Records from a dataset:
═══

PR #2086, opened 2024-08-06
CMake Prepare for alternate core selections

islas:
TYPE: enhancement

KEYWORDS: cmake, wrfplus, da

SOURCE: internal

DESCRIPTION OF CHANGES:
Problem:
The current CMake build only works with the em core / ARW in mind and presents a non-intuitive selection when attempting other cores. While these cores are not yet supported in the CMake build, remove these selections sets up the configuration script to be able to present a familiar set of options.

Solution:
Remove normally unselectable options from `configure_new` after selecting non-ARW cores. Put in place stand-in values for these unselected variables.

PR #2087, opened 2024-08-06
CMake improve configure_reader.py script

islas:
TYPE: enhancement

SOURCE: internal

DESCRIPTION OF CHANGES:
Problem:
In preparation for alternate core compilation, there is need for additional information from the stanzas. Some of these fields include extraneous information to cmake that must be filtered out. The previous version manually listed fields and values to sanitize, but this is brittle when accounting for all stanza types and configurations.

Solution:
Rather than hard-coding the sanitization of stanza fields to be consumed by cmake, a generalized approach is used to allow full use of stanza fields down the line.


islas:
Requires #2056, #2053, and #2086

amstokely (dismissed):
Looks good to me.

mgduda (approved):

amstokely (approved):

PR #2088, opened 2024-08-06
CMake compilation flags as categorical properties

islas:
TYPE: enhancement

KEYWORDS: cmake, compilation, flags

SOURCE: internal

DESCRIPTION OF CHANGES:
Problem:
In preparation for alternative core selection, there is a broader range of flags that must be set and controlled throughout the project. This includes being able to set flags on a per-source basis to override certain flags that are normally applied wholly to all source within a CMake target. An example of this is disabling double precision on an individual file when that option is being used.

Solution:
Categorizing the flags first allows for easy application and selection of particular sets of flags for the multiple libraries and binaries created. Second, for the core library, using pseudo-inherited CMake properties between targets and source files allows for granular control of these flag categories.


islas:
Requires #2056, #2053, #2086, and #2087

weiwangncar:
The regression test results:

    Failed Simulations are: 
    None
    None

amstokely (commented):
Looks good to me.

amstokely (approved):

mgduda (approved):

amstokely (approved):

═══

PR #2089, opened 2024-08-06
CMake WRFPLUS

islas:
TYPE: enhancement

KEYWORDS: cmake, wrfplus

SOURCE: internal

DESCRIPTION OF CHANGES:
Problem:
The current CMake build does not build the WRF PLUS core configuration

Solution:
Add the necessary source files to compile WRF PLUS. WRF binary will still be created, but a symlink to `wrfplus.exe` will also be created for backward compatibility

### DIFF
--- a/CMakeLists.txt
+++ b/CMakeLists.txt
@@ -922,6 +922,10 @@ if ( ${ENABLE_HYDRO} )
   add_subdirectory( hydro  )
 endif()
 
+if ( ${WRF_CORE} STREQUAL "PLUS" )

═══

→ **Task details**: Take every line from the data that includes the word "files".

→ **Answer box**:
Categorizing the flags first allows for easy application and selection of particular sets of flags for the multiple libraries and binaries created. Second, for the core library, using pseudo-inherited CMake properties between targets and source files allows for granular control of these flag categories.
Add the necessary source files to compile WRF PLUS. WRF binary will still be created, but a symlink to `wrfplus.exe` will also be created for backward compatibility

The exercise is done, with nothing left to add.